__What you have to do__: Would you output, exactly as written, the line with "ffarall: Shouldn't this" and all lines after it to the end of the data below, and no others?
#### Given records
PR #10, opened 2025-03-20
feat: ✨ initial slasher implementation

TDemeco:
This PR:
- Sets up the slasher infrastructure with the base functionality required (in `ISlasher.sol`, `SlasherBase.sol` and `SlasherBaseStorage.sol`) and adds the tests for it (in `SlasherBase.t.sol`).
- Adds an implementation of a more complex slasher (in `IVetoableSlasher.sol` and `VetoableSlasher.sol`) and tests for it (in `VetoableSlasher.t.sol`).
- Modifies the `ServiceManagerBase` contract to use the new `VetoableSlasher` contract to manage slashing.
- Updates mocks and tests to reflect the newly added functionality.


contracts/src/interfaces/IVetoableSlasher.sol
```diff
@@ -0,0 +1,87 @@
+// SPDX-License-Identifier: BUSL-1.1
+pragma solidity ^0.8.27;
+
+import {IAllocationManager} from
+    "eigenlayer-contracts/src/contracts/interfaces/IAllocationManager.sol";
+import {ISlasher} from "./ISlasher.sol";
+import {IServiceManager} from "./IServiceManager.sol";
```
gonzamontiel: This interface is not used in the file at least.

contracts/src/interfaces/IVetoableSlasher.sol
```diff
@@ -0,0 +1,87 @@
+// SPDX-License-Identifier: BUSL-1.1
```
gonzamontiel, line 1: Why are we adding an interface to the repo that is part of `eigenlayer-middleware`, can't we just use it _as-is_ ?

contracts/src/interfaces/ISlasher.sol
```diff
@@ -0,0 +1,39 @@
+// SPDX-License-Identifier: BUSL-1.1
```
gonzamontiel, line 1: Also with this one, do we really need to copy the same file as in `eigelayer-middleware` ?

contracts/src/middleware/SlasherBase.sol
```diff
@@ -0,0 +1,61 @@
...
+
+    /// @notice Internal function to execute a slashing request
+    /// @param _requestId The ID of the slashing request to fulfill
+    /// @param _params Parameters defining the slashing request including operator, strategies, and amounts
+    /// @dev Calls AllocationManager.slashOperator to perform the actual slashing
+    function _fulfillSlashingRequest(
+        uint256 _requestId,
+        IAllocationManager.SlashingParams memory _params
+    ) internal virtual {
+        allocationManager.slashOperator({avs: serviceManager.avs(), params: _params});
```
gonzamontiel, line 37: I see that here we are replacing the `slashingRegistryCoordinator` by the `serviceManager`. So our DataHaven service manager contract is the only one that for now can slash, right?

contracts/src/interfaces/IVetoableSlasher.sol
TDemeco: Good catch! It was leftover from a previous iteration of the interface, when I was testing things out. I'll remove it.

contracts/src/interfaces/IVetoableSlasher.sol
TDemeco: This might answer most of your questions:

As you might have seen, we do not have the `eigenlayer-middleware` repo as a dependency at all. That's because that repo is currently in a 'limbo' state because of the upgrade from V1 to V2, so some things are updated, some are not, and not everything works as it should. That's why initially @ffarall set up the `ServiceManager` to not required that repo and why I'm following his footsteps with the `Slashers`.

Regarding specifically the `VetoableSlasher`, what I did was adapt it to work with our structure but as you might suspect it is not the final `Slasher` that DataHaven is going to use. The purpose it mainly has right now is both to allow more comprehensive testing of the `ServiceManager` (since we couldn't test the slashing functionality before) and also as boilerplate for when we define, design and implement the actual slasher, which will probably be more complex.

contracts/src/interfaces/ISlasher.sol
TDemeco: Same answer as above^

contracts/src/middleware/SlasherBase.sol
TDemeco: My ideal situation would be that the `ServiceManager` would have a `queueUpSlashingRequest` function that receives both who has to be slashed and a proof that that Operator misbehaved and internally calculates how much to slash the Operator for (according to previous performance for example). This would allow anyone to punish misbehaving Operators through the `ServiceManager`, so the `ServiceManager` should be the only one allowed to actually queue up a slashing request in the `Slasher` that we end up using.

gonzamontiel: I agree, ideally I would encapsulate the slashing conditions in a different contract like SlashingCoordinator or so on, but with a similar approach to what you are describing here,

contracts/src/interfaces/ISlasher.sol
```diff
@@ -0,0 +1,39 @@
...
+        uint256[] wadsToSlash,
+        string description
+    );
+}
+
+/// @title ISlasher
+/// @notice Base interface containing shared functionality for all slasher implementations
+interface ISlasher is ISlasherErrors, ISlasherEvents {
+    /// @notice Returns the address authorized to create and fulfill slashing requests
+    function slasher() external view returns (address);
```
ffarall, line 35:
```suggestion
    /// @notice Returns the address authorized to create and fulfil slashing requests
```

contracts/src/interfaces/IVetoableSlasher.sol
```diff
@@ -0,0 +1,86 @@
...
+    error SlashingRequestIsCancelled();
+    /// @notice Thrown when attempting to modify a slashing request that does not exist
+    error SlashingRequestNotRequested();
+}
+
+interface IVetoableSlasherTypes {
+    /// @notice Represents the status of a slashing request
+    enum SlashingStatus {
+        Requested,
+        Cancelled,
```
ffarall: Why having a `Cancelled` status instead of deleting it?

contracts/src/interfaces/IVetoableSlasher.sol
```diff
@@ -0,0 +1,86 @@
...
+    /// @notice Cancels a pending slashing request
+    /// @param requestId The ID of the slashing request to cancel
+    /// @dev Can only be called by the veto committee during the veto period
+    function cancelSlashingRequest(
+        uint256 requestId
+    ) external;
+
+    /// @notice Executes a slashing request after the veto period has passed
+    /// @param requestId The ID of the slashing request to fulfill
+    /// @dev Can only be called by the authorized slasher after the veto period
```
ffarall, line 82:
```suggestion
    /// @param requestId The ID of the slashing request to fulfil
```

contracts/src/interfaces/IVetoableSlasher.sol
```diff
@@ -0,0 +1,86 @@
...
+    function fulfillSlashingRequest(
```
ffarall: To be fair, "fulfill" is correct in American English. If you want to keep it like this, it's fine, if you change it to the British spelling (fulfil) make sure to change it everywhere else in the project.

```suggestion
    function fulfilSlashingRequest(
```

contracts/src/middleware/SlasherBase.sol
```diff
@@ -0,0 +1,61 @@
...
+
+/// @title SlasherBase
+/// @notice Base contract for implementing slashing functionality in an EigenLayer AVS
+/// @dev Provides core slashing functionality and interfaces with EigenLayer's AllocationManager
+abstract contract SlasherBase is SlasherStorage {
+    /// @notice Ensures only the authorized slasher can call certain functions
+    modifier onlySlasher() {
+        _checkSlasher(msg.sender);
+        _;
+    }
```
ffarall, line 19: I see this is used for `queueSlashingRequest`, but why would we have an account being the only one who can queue a slashing request?

This is just to understand better myself. One good answer could be "the registered Slasher would be the Gateway contract which validates slashing messages coming from our Substrate chain, and dispatches them as slashing requests to this contract".

Let me know if that's what you had in mind, or something like that.

ffarall: Looking at your response on another comment, I see that the intended slasher is the Service Manager.

contracts/src/middleware/VetoableSlasher.sol
```diff
@@ -0,0 +1,121 @@
...
+            VetoPeriodPassed()
+        );
+        require(
+            slashingRequests[requestId].status == IVetoableSlasherTypes.SlashingStatus.Requested,
+            SlashingRequestNotRequested()
+        );
+
+        slashingRequests[requestId].status = IVetoableSlasherTypes.SlashingStatus.Cancelled;
+        emit SlashingRequestCancelled(requestId);
+    }
```
ffarall: Have we considered a way to free up cancelled or completed slashing requests?

contracts/src/middleware/ServiceManagerBase.sol
```diff
@@ -97,12 +108,37 @@ abstract contract ServiceManagerBase is ServiceManagerBaseStorage, IAVSRegistrar
...
-     * Forwards the call to the AllocationManager.slashOperator() function
+     * Forwards the slashing request to the set slasher
+     * @dev This function is now an alias for queueSlashingRequest for compatibility
      */
     function slashOperator(
         IAllocationManager.SlashingParams calldata params
     ) external virtual onlyOwner {
-        _allocationManager.slashOperator(address(this), params);
+        this.queueSlashingRequest(params);
+    }
```
ffarall: Compatibility with what? Why not deleting it? I don't see it being part of an interface that we have to abide by, for instance.

contracts/src/middleware/ServiceManagerBase.sol
```diff
@@ -97,12 +108,37 @@ abstract contract ServiceManagerBase is ServiceManagerBaseStorage, IAVSRegistrar
...
+     * Queue a slashing request in the vetoable slasher
+     * @param params Parameters defining the slashing request
+     * @dev Can only be called by the owner
+     */
+    function queueSlashingRequest(
+        IAllocationManager.SlashingParams calldata params
+    ) external virtual onlyOwner {
+        require(address(_slasher) != address(0), "Slasher not set");
+        _slasher.queueSlashingRequest(params);
+    }
```
ffarall: In our AVS contract this wouldn't be `onlyOwner` but we would have the verification implemented to check the slashing, right? Which would be checking for the slashing message in a finalised Beefy block.

ffarall: Btw, now that I think of it, this `ServiceManagerBase` doesn't need to be an `abstract` contract, because we provide these "permissioned" implementations.

contracts/test/SlasherBase.t.sol
```diff
@@ -0,0 +1,261 @@
...
+        // Do nothing, just for testing the modifier
+    }
+
+    // Expose the internal _checkSlasher function for testing
+    function checkSlasher(
+        address account
+    ) external view {
+        _checkSlasher(account);
+    }
+}
```
ffarall: Shouldn't this be in our `mocks` folder?

contracts/test/SlasherBase.t.sol
```diff
@@ -0,0 +1,261 @@
...
+
+    function setUp() public virtual {
+        _deployMockEigenLayerAndAVS();
+        _setUpDefaultStrategiesAndMultipliers();
+
+        // Set up roles for testing
+        nonServiceManagerRole = address(0x5678);
+
+        // Deploy the SlasherMock contract
+        slasherContract = new SlasherMock(allocationManager, serviceManager);
```
ffarall: I understand you deploy this to test some functionalities of the `BaseSlasher`. But it's confusing, because in `_deployMockEigenLayerAndAVS()` you also deploy a `VetoableSlasher`, so it is not clear at a glance why you're deploying a slasher again.

contracts/test/VetoableSlasher.t.sol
########
__Result of the exercise__:
ffarall: Shouldn't this be in our `mocks` folder?

contracts/test/SlasherBase.t.sol
```diff
@@ -0,0 +1,261 @@
...
+
+    function setUp() public virtual {
+        _deployMockEigenLayerAndAVS();
+        _setUpDefaultStrategiesAndMultipliers();
+
+        // Set up roles for testing
+        nonServiceManagerRole = address(0x5678);
+
+        // Deploy the SlasherMock contract
+        slasherContract = new SlasherMock(allocationManager, serviceManager);
```
ffarall: I understand you deploy this to test some functionalities of the `BaseSlasher`. But it's confusing, because in `_deployMockEigenLayerAndAVS()` you also deploy a `VetoableSlasher`, so it is not clear at a glance why you're deploying a slasher again.

contracts/test/VetoableSlasher.t.sol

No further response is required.